Publishers did the advertising: Lucene after receiving the money, the "Lucene Java Essence version" ranked first.

3.2 Ad Settings ...
/** * Correlation Sorting, modifying the index library by modifying the weight of the book that needs to be changed */@Testpublic void Updateindexboost () throws IOException {//1. Setting up the Parser Object (Analyzer)    For the word Analyzer Analyzer = new Ikanalyzer (); 2. Build the Index Library configuration object (indexwriterconfig), configure the index library indexwriterconfig IWC = new Indexwriterconfig (Version.lucene_4_10_4, analyzer       ); 3. Create an Index Library directory object (directory), specify the index library location Directory directory = Fsdirectory.open ("/users/healchow/documents/index")     );       4. Establish the Index library operation object (IndexWriter), manipulate the index library IndexWriter writer = new IndexWriter (DIRECTORY,IWC);     5. Create Document Object (documents) Doc = new file ();      5 Lucene Java Essentials 5.jpg doc.add (New Stringfield ("BookId", "5", Store.yes));    TextField NameField = new TextField ("BookName", "Lucene Java Essence Edition", Store.yes); Set the weight value to 100.    The default is 1 namefield.setboost (100f);    Doc.add (NameField);    Doc.add (New Floatfield ("Bookprice", 80f, Store.yes));    Doc.add (New Storedfield ("Bookpic", "5.jpg"));    6. Set up the update Criteria object (term) terms = new ("BookId", "5");    7. Use the IndexWriter object to perform the update writer.updatedocument (term, doc); 8. Release resources writer.close ();}
// 或在创建索引时即修改权重: // 打个广告: 收到钱之后, 将《Lucene Java精华版》排到第一 // 5 Lucene Java精华版 80 5.jpg TestField bookNameField = new TextField("bookName", book.getBookname(), Store.YES); if (book.getId() == 5) {    // 设置权重值为100. 默认是1    bookNameField.setBoost(100f);}document.add(bookNameField);

Copyright Notice

Author: Ma_shoufeng (Ma Ching)

Source: Blog Park Ma Ching's Blog

Your support is a great encouragement to bloggers, thank you for your reading.

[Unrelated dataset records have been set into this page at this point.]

PR #563, opened 2026-07-11
Approve multisig proposals with any local signer, Add keystone support

n13:
## Summary
- Fixes [#562](https://github.com/Quantus-Network/quantus-apps/issues/562): when multiple local accounts are signers of the same multisig, the app only tracked `myMemberAccountId`, so after that account signed there was no way for another local co-signer to approve.
- Approval eligibility now considers **all local accounts that are multisig members**.
- If more than one eligible local signer remains, tapping **Approve** opens a picker listing only accounts that have not already signed (or have a pending approval).
- **Keystone hardware signers** no longer hit `Mnemonic not found for signing` — multisig approve/execute/cancel detect Keystone accounts and use the shared QR sign → scan signature → external submit path (same pattern as transfers).

## Changes
- Multi-local-signer helpers + unit tests
- Signer picker sheet + EN/ID l10n
- Proposal detail / approve confirm / activity row updates
- Generic `KeystoneExtrinsicSession` + sign/scan screens
- Hardware submit methods for multisig approve/execute/cancel

## Test plan
- [x] Add 2 accounts on one device and create a 2-of-2 (or 2-of-N) multisig with both as signers
- [x] Create a proposal; first account auto-approves as proposer (or approve as account 1)
- [x] Open the proposal while account 1 has already signed — **Approve** remains available
- [x] With only one remaining unsigned local software signer, Approve goes straight to confirm and signs as that account
- [x] With two unsigned local signers, Approve shows the picker and excludes accounts that already signed
- [x] With a **Keystone** co-signer selected: confirm → Keystone QR screen → scan signature QR → approval submitted / pending state shown
- [x] Execute / cancel with a Keystone member also uses the QR flow
- [x] After all local signers have approved, button shows **Already Signed** / Done as before
- [x] Single-local-signer software multisigs still behave as before (no picker)


mobile-app/lib/services/transaction_submission_service.dart
```diff
@@ -242,6 +242,44 @@ class TransactionSubmissionService {
     }
   }
 
+  /// Approves a proposal using a signature produced off-device (Keystone).
```
dewabisma, line 222: I think this new external signature function can be refactored because it share repeating code, with only the data constructor is different.

mobile-app/lib/v2/screens/multisig/multisig_action_confirm_sheet.dart
```diff
@@ -100,6 +142,10 @@ class _MultisigActionConfirmSheetState extends ConsumerState<MultisigActionConfi
     return signer;
   }
 
+  bool _isHardwareSigner(Account signer) {
```
dewabisma, line 146: I think we already have the extension for checking if account is hardware wallet or high security or other type of account, so we don't need to create new function everytime

mobile-app/lib/v2/screens/multisig/multisig_action_confirm_sheet.dart
```diff
@@ -153,6 +207,48 @@ class _MultisigActionConfirmSheetState extends ConsumerState<MultisigActionConfi
...
+    );
+
+    setState(() => _submitting = false);
+
+    final ok = await Navigator.of(
+      context,
+    ).push<bool>(MaterialPageRoute(builder: (_) => KeystoneSignExtrinsicScreen(session: session)));
+
+    if (!mounted) return;
+    if (ok == true) {
```
dewabisma: Is this already showing toast or some feedback if not ok?

mobile-app/lib/v2/screens/multisig/multisig_activity_section.dart
```diff
@@ -38,14 +40,18 @@ class MultisigActivitySection extends ConsumerWidget {
     final openProposalsAsync = ref.watch(multisigOpenProposalsProvider(msig));
     final pastProposalsAsync = ref.watch(multisigPastProposalsProvider(msig));
     final pending = pendingProposalsForMultisig(ref.watch(pendingMultisigProposalsProvider), msig.accountId);
+    final accounts = ref.watch(accountsProvider).value ?? const <Account>[];
+    final localSignerIds = localSignersForMultisig(msig, accounts).map((a) => a.accountId).toList();
```
dewabisma, line 44: We seems to passing this around, maybe we can have a proper provider for local signers multisig? The current approach seems clunky.

mobile-app/lib/v2/screens/multisig/multisig_signer_picker_sheet.dart
```diff
@@ -0,0 +1,90 @@
...
+          children: [
+            AccountBadge.account(account: account, size: 40),
+            const SizedBox(width: 12),
+            Expanded(
+              child: Column(
+                crossAxisAlignment: CrossAxisAlignment.start,
+                children: [
+                  Text(
+                    account.name,
+                    style: text.smallParagraph?.copyWith(color: colors.textPrimary, fontWeight: FontWeight.w600),
```
dewabisma, line 69: property color is unnecessary since we use textPrimary by default.

mobile-app/lib/v2/screens/send/keystone_scan_extrinsic_signature_screen.dart
```diff
@@ -0,0 +1,245 @@
...
+  @override
+  Widget build(BuildContext context) {
+    final l10n = ref.watch(l10nProvider);
+    final colors = context.colors;
+    final text = context.themeText;
+    final size = MediaQuery.of(context).size;
+    final frame = (size.width - 96).clamp(220.0, 300.0);
+    final progress = _expectedParts == null ? null : (_seenSeq.length / _expectedParts!).clamp(0.0, 1.0);
+
+    return Scaffold(
```
dewabisma: I remember we already have this keystone scan like screen, can't we refactor it to be reusable instead of creating totally new screen?

mobile-app/lib/v2/screens/send/keystone_sign_extrinsic_screen.dart
```diff
@@ -0,0 +1,186 @@
...
+    );
+  }
+
+  Widget _details(AppColorsV2 colors, AppTextTheme text, KeystoneExtrinsicSession session) {
+    return Column(
+      children: [
+        if (session.primaryDetail != null)
+          Text(
+            session.primaryDetail!,
+            style: text.smallTitle?.copyWith(color: colors.textPrimary),
```
dewabisma: unnecessary color override

mobile-app/lib/v2/screens/send/keystone_sign_extrinsic_screen.dart
```diff
@@ -0,0 +1,186 @@
...
+            textAlign: TextAlign.center,
+          ),
+        if (session.secondaryDetail != null) ...[
+          const SizedBox(height: 8),
+          Text(
+            session.secondaryDetail!,
+            style: text.detail?.copyWith(
```
dewabisma: I think the font size override is unecessary, because detail already font size 12 AFAIK, and we have also other text style that match the fontSize and maybe family as well instead of override here.

dewabisma (changes requested):
So, does it mean when we have multiple eligible signers, we have to sign twice in the app now?

Some changes needed.

mobile-app/lib/v2/screens/send/keystone_scan_extrinsic_signature_screen.dart
n13: This is pretty bad. 

Fixed.

mobile-app/lib/v2/screens/multisig/multisig_action_confirm_sheet.dart
n13: There is no toast in this parent when ok is null/false. In this flow, true means the signed extrinsic was submitted successfully; null means the user backed out, so no feedback is needed. Preparation and scan/submission failures stay on the Keystone screens: they show an inline localized error, and the scanner resets/restarts so the user can retry.

mobile-app/lib/services/transaction_submission_service.dart
n13: I blame the AI for this DRY violation. Grrr.

mobile-app/lib/v2/screens/multisig/multisig_action_confirm_sheet.dart
n13: this is a small utility method for debugging, it's ok

mobile-app/lib/v2/screens/multisig/multisig_activity_section.dart
n13: Hmm maybe but it's a bit of a niche case of a niche case

mobile-app/lib/v2/screens/send/keystone_sign_screen.dart
```diff
@@ -186,6 +132,39 @@ class _KeystoneSignScreenState extends ConsumerState<KeystoneSignScreen> {
     );
   }
 
+  Widget _details(AppColorsV2 colors, AppTextTheme text, KeystoneSigningSession session) {
+    return Column(
+      children: [
+        if (session.primaryDetail != null)
+          Text(
+            session.primaryDetail!,
+            style: text.smallTitle?.copyWith(color: colors.textPrimary),
```
dewabisma, line 141: Unnecessary color override.

mobile-app/lib/v2/screens/send/keystone_sign_screen.dart
```diff
@@ -186,6 +132,39 @@ class _KeystoneSignScreenState extends ConsumerState<KeystoneSignScreen> {
...
+            textAlign: TextAlign.center,
+          ),
+        if (session.secondaryDetail != null) ...[
+          const SizedBox(height: 8),
+          Text(
+            session.secondaryDetail!,
+            style: text.detail?.copyWith(
+              color: colors.textMuted,
+              fontFamily: AppTextTheme.fontFamilySecondary,
+              fontSize: 12,
```
dewabisma, line 151: Unnecessary fontSize override

dewabisma (approved):
Looking great! Just few nits.

PR #564, opened 2026-07-14
Implement account menu design

n13:
Implement account menu designs
Simulator Screenshot - iPhone 17 - 2026-07-14 at 12 51 50
Simulator Screenshot - iPhone 17 - 2026-07-14 at 12 51 54


mobile-app/lib/v2/screens/settings/add_account_menu_screen.dart
```diff
@@ -0,0 +1,287 @@
...
+            text: text,
+          ),
+          const SizedBox(height: 14),
+          if (enableKeystone) ...[
+            _AccountOptionCard(
+              icon: Icons.qr_code_scanner,
+              title: l10n.addAccountMenuImportKeystoneTitle,
+              subtitle: l10n.addAccountMenuImportKeystoneSubtitle,
+              onTap: _onImportKeystone,
+              colors: colors,
```
dewabisma, line 91: Since this widget is a proper widget instead of a var or just method. I think we can get the colors and text inside the widget definition instead of passing as parameters. This way we don't repeat unnecessarily.

mobile-app/lib/v2/screens/settings/add_account_menu_screen.dart
```diff
@@ -0,0 +1,287 @@
...
+              text: text,
+              children: [
+                GestureDetector(
+                  onTap: _onDiscoverMultisig,
+                  behavior: HitTestBehavior.opaque,
+                  child: _AccountOptionRowContent(
+                    icon: Icons.radar_outlined,
+                    title: l10n.addAccountMenuDiscoverMultisigTitle,
+                    subtitle: l10n.addAccountMenuDiscoverMultisigSubtitle,
+                    colors: colors,
```
dewabisma, line 123: Same issue here with repeating colors and text theme.

mobile-app/lib/v2/screens/settings/add_account_menu_screen.dart
```diff
@@ -0,0 +1,287 @@
...
+      padding: const EdgeInsets.all(16),
+      child: Column(
+        children: [
+          GestureDetector(
+            onTap: onToggle,
+            behavior: HitTestBehavior.opaque,
+            child: Row(
+              mainAxisAlignment: MainAxisAlignment.spaceBetween,
+              children: [
+                Text(title, style: text.paragraph?.copyWith(fontSize: 18, color: colors.textPrimary)),
```
dewabisma, line 257: AI really like to do unnecessary override like `colors.textPrimary`.

We don't need to, text primary is the default color.

dewabisma (approved):
LGTM! Just few nits.

mobile-app/lib/v2/screens/settings/add_account_menu_screen.dart
n13: theyre not uneccessary

PR #566, opened 2026-07-21
always render swap

n13:
just disabled on the encrypted account

this is a better UX - we don't want to have buttons appear and disappear


dewabisma (approved):
👍

PR #569, opened 2026-07-22
fix: lock lifecycle fails closed on process death (M1)

n13:
## Summary

Fixes finding **M1** from the security audit: the app-lock lifecycle could be bypassed and failed open. Stacked on top of #567 (H1).

Three defects, three fixes:

1. **Grace window survived process death.** The `last_paused_time` timestamp lived in SharedPreferences, so background → swipe-kill → relaunch within 10 s came back fully unlocked. The timestamp is now **in-memory only** (`LocalAuthService._lastPausedTime`); any process death (kill, crash, reboot) resets it.
2. **Null timestamp failed open.** `shouldRequireAuthentication()` returned `false` when no timestamp existed, and the timestamp was cleaned on every successful auth — so crash/force-stop/reboot after an unlock meant relaunching with no auth, no time limit. A null pause record with an existing wallet now means **locked** (fail closed).
3. **Unlocked-by-default initial state.** `LocalAuthState` defaulted to `isAuthenticated: true`, rendering content before the async check completed. It now defaults to locked; `AuthWrapper` shows the lock screen until auth succeeds.

Additionally, a bypass found while fixing the above: `checkAuthentication()`'s "within grace window" branch set `isAuthenticated: true` **even for sessions that had never been unlocked** — backgrounding from the lock screen and resuming within the grace window would have unlocked the app with no prompt (with defects 1–2 fixed, this would have become the easiest way in). The grace window now only applies to sessions that were actually authenticated in this process; a locked session always goes through `authenticate()`.

The SDK's now-dead `SettingsService` timestamp methods (`getLastPausedTime`/`setLastPausedTime`/`cleanLastPausedTime` and the `last_paused_time` SharedPreferences key) are removed in this PR as well — the mobile app was their only consumer.

## Behavior notes

- The 10-second background grace still works as before **within a process** for unlocked sessions (background → quick resume doesn't re-prompt).
- Cold start with a wallet now always prompts (previously it silently unlocked whenever the timestamp was missing) — on devices with lock-screen security enrolled.
- Devices with **no lock-screen security** (no PIN/pattern/biometric) are not gated: no prompt, no lock screen, gated actions pass. There is nothing to enforce on such a device, and failing closed would just dead-end the app on a lock screen whose only affordance retries an auth that can never succeed.

## Testing

- `test/unit/local_auth_service_test.dart` extended to 15 tests: fail-closed on null pause record, grace-window boundaries (via an injectable `authTimeout`), pause-record cleared only on successful auth, controller starts locked, locked-session grace bypass regression, unlocked-session grace behavior.
- `flutter analyze lib` clean; full `test/unit` suite passes (220 tests).
- Not executed on hardware: lifecycle edge cases (force-stop, reboot, biometric-prompt oscillation guard at `app_lifecycle_manager.dart:117`) are worth a manual smoke test on both platforms.

---

#### M1. Lock lifecycle: 10-second grace survives process death; null timestamp fails open; unlocked-by-default initial state
`mobile-app/lib/services/local_auth_service.dart:14,55,66-76`; `lib/providers/local_auth_provider.dart:12,64`; `lib/app_lifecycle_manager.dart:117-122`

The lock decision rests entirely on a `last_paused_time` SharedPreferences timestamp. Three compounding defects:

1. `shouldRequireAuthentication()` returns `false` when the timestamp is null (`local_auth_service.dart:69-70`), and `cleanLastPausedTime()` runs on *every successful auth* (line 55). Crash, foreground force-stop, or reboot with the app open → relaunch is unlocked with no time limit.
2. **Trivial bypass (both platforms, no tools):** background → swipe-kill → relaunch within the 10 s `_authTimeout` → fully unlocked. The grace window should not survive process death.
3. `LocalAuthState` defaults to `isAuthenticated: true` (`local_auth_provider.dart:12`), so content renders before the async check completes, and the lock is only a widget overlay (`lib/app.dart:55`); initialization and polling run regardless.

**Mitigating factor (verified):** per-action gates call `authenticate()` directly, so on biometric-enrolled devices funds and seed remain behind a prompt even when the app opens unlocked; the bypass primarily exposes balances/history/addresses. On PIN-only devices it chains with H1 into full access.
**Fix (this PR):** persist lock state in memory rather than inferring it from a missing timestamp; treat "wallet exists + no recorded pause" as locked; initialize `isAuthenticated = false`; require re-auth after any process death regardless of elapsed time.

### DIFF
--- a/mobile-app/lib/services/local_auth_service.dart
+++ b/mobile-app/lib/services/local_auth_service.dart
@@ -9,15 +9,26 @@ class LocalAuthService {
 
   final LocalAuthentication _localAuth;
   final SettingsService _settingsService;
+  final Duration _authTimeout;
 
-  LocalAuthService._internal() : _localAuth = LocalAuthentication(), _settingsService = SettingsService();
+  /// In-memory only: the background grace window must never survive
+  /// process death. A null value with an existing wallet therefore means
+  /// "this process has not recorded a backgrounding" — i.e. locked.
+  DateTime? _lastPausedTime;
+
+  LocalAuthService._internal()
+    : _localAuth = LocalAuthentication(),
+      _settingsService = SettingsService(),
+      _authTimeout = const Duration(seconds: 10);
 
   @visibleForTesting
-  LocalAuthService.withDependencies({required LocalAuthentication localAuth, required SettingsService settingsService})
-    : _localAuth = localAuth,
-      _settingsService = settingsService;
-
-  static const _authTimeout = Duration(seconds: 10);
+  LocalAuthService.withDependencies({
+    required LocalAuthentication localAuth,
+    required SettingsService settingsService,
+    Duration authTimeout = const Duration(seconds: 10),
+  }) : _localAuth = localAuth,
+       _settingsService = settingsService,
+       _authTimeout = authTimeout;
 
   /// Whether the device has any lock-screen security enrolled: biometrics
   /// or a device credential (PIN/pattern/password).
@@ -87,8 +98,10 @@ class LocalAuthService {
   Future<bool> shouldRequireAuthentication() async {
     try {
       if (!await _settingsService.getHasWallet()) return false;
-      final lastPausedTime = _settingsService.getLastPausedTime();
-      if (lastPausedTime == null) return false;
+      // Fail closed: a wallet with no in-memory pause record means the
+      // process started (or was killed) since the last unlock.
+      final lastPausedTime = _lastPausedTime;
+      if (lastPausedTime == null) return true;
       return DateTime.now().difference(lastPausedTime) > _authTimeout;
     } catch (e) {
       debugPrint('Error checking if authentication is required: $e');
@@ -98,12 +111,12 @@ class LocalAuthService {
 
   Future<bool> updateLastPausedTime() async {
     if (!await _settingsService.getHasWallet()) return false;
-    _settingsService.setLastPausedTime(DateTime.now());
+    _lastPausedTime = DateTime.now();
     return true;
   }
 
   void cleanLastPausedTime() {
-    _settingsService.cleanLastPausedTime();
+    _lastPausedTime = null;
   }
 
   Future<void> stopAuthentication() async {
--- a/mobile-app/lib/services/local_auth_service.dart
+++ b/mobile-app/lib/services/local_auth_service.dart
@@ -6,12 +6,29 @@ import 'package:quantus_sdk/quantus_sdk.dart';
 class LocalAuthService {
   static final LocalAuthService _instance = LocalAuthService._internal();
   factory LocalAuthService() => _instance;
-  LocalAuthService._internal();
 
-  final LocalAuthentication _localAuth = LocalAuthentication();
-  final SettingsService _settingsService = SettingsService();
+  final LocalAuthentication _localAuth;
+  final SettingsService _settingsService;
+
+  LocalAuthService._internal() : _localAuth = LocalAuthentication(), _settingsService = SettingsService();
+
+  @visibleForTesting
+  LocalAuthService.withDependencies({required LocalAuthentication localAuth, required SettingsService settingsService})
+    : _localAuth = localAuth,
+      _settingsService = settingsService;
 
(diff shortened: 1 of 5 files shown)


n13 (commented):
Reviewed specifically for device-locking regressions: traced the full lifecycle against `app_lifecycle_manager.dart`, `auth_wrapper.dart` and `app.dart` at this head, checked every caller of the changed code, and ran the unit tests locally — 19/19 pass (`local_auth_service_test.dart` + `wallet_creation_service_test.dart`), CI analyze green.

**What's solid**

- Fail-closed direction is correct everywhere: in-memory `_lastPausedTime`, null + wallet → locked, `isAuthenticated` defaults to false, and gating the grace window on `state.isAuthenticated` closes the locked-session bypass described in the PR body.
- No double-prompt / prompt-loop paths: the `alreadyAuthenticating` guard in `checkAuthentication` and the `isAuthenticating` guard at `app_lifecycle_manager.dart:117` compose correctly — backgrounding with the prompt up neither records a pause time nor retriggers a check on resume, and the pending `authenticate()` future resolves state. During any pending controller prompt `isAuthenticated` is always false, so the new early-return can't clobber a real prompt's state.
- The async gap in `recordBackgroundTime` (awaits `getHasWallet` before stamping) can only make the grace timestamp fresher, never staler — fails safe.
- Per-action gates (send, multisig, recovery phrase, reset) call `LocalAuthService().authenticate()` directly and are unaffected by the state-machine change.
- SDK cleanup is safe: `getLastPausedTime`/`setLastPausedTime`/`cleanLastPausedTime` and the `last_paused_time` key have no other consumers anywhere in the monorepo at this head (checked miner-app, cold-wallet-app, mobile-app); mock regen matches.

**Two non-blocking concerns**

1. **Fresh-install lock-screen flash (minor UX).** `AuthWrapper` sits in the `MaterialApp.builder` stack above every route (`app.dart:55`), and state now starts locked, so a first launch with no wallet briefly renders the "Authorization Required / Unlock Wallet" screen before `checkAuthentication` → `authenticate()` auto-passes (no wallet → returns `true`). Harmless, but visible on every cold start for pre-wallet users. If you want to avoid it, short-circuit on `!getHasWallet()` in `checkAuthentication` before the locked-session fall-through — that does not reopen the bypass, which needed `shouldRequireAuthentication() == false` with an *existing* wallet.
2. **No-device-security wallets now hit a dead end at cold start.** Consistent with #567's fail-closed posture and called out in the PR body, but worth stating the blast radius: previously a missing timestamp failed open, so these users could still get in via swipe-kill/relaunch; now the lock screen is permanent and its only affordance retries an auth that can never succeed — no path to settings/reset. If that is the intended product posture, fine; otherwise a follow-up escape hatch (e.g. a reset-wallet link on the lock screen) would preempt support tickets.

**Residual from the M1 finding (out of scope here):** the lock is still overlay-only — the unlocked route tree builds and stays alive underneath the `AuthWrapper` scaffold (polling keeps running, semantics tree still exposed). Consider `ExcludeSemantics` or gating the child in a follow-up.

**Verdict: Approve.** The lock-semantics change is deliberate and fails closed; I found no path where a legitimately unlocked session gets stuck or a locked session gets in without a prompt. Agree with the PR body that force-stop / reboot / prompt-oscillation deserve a manual smoke test on both platforms before release — I verified statically and via unit tests, not on hardware.

mobile-app/lib/services/local_auth_service.dart
```diff
@@ -9,15 +9,26 @@ class LocalAuthService {
 
   final LocalAuthentication _localAuth;
   final SettingsService _settingsService;
+  final Duration _authTimeout;
 
-  LocalAuthService._internal() : _localAuth = LocalAuthentication(), _settingsService = SettingsService();
+  /// In-memory only: the background grace window must never survive
+  /// process death. A null value with an existing wallet therefore means
+  /// "this process has not recorded a backgrounding" — i.e. locked.
+  DateTime? _lastPausedTime;
```
dewabisma, line 17: Okay, so if we kill app, it will be locked instantly. Only backgrounding can have grace window.

dewabisma (approved):
LGTM!

PR #804, opened 2018-03-22
Inject heroes cleanup

davidrapson:
- Fetch region page images from the cms, which removes the concept of `page.heroImage` and fixes fetching of images for these pages. 
- Remove all unused image definitions that are now fetched from the cms


davidrapson:
Will keep an eye on the changed one and see if purging the cache fixes it, thankfully it's a generic image (i.e. not a programme page) so I feel OK about testing how viable it is to purge it.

The copyright of this article is owned by bloggers, welcome reprint, but without the blogger agreed to retain this paragraph statement, and in the article page obvious location to the original link, otherwise Bo Master reserves the right to pursue legal responsibility.

Lucene08-lucene Ranking of correlations

Contact Us

The content source of this page is from Internet, which doesn't represent Alibaba Cloud's opinion; products and services mentioned on that page don't have any relationship with Alibaba Cloud. If the content of the page makes you feel confusing, please write us an email, we will handle the problem within 5 days after receiving your email.

If you find any instances of plagiarism from the community, please send an email to: info-contact@alibabacloud.com and provide relevant evidence. A staff member will contact you within 5 working days.

A Free Trial That Lets You Build Big!

Start building with 50+ products and up to 12 months usage for Elastic Compute Service

  • Sales Support

    1 on 1 presale consultation

  • After-Sales Support

    24/7 Technical Support 6 Free Tickets per Quarter Faster Response

  • Alibaba Cloud offers highly flexible support services tailored to meet your exact needs.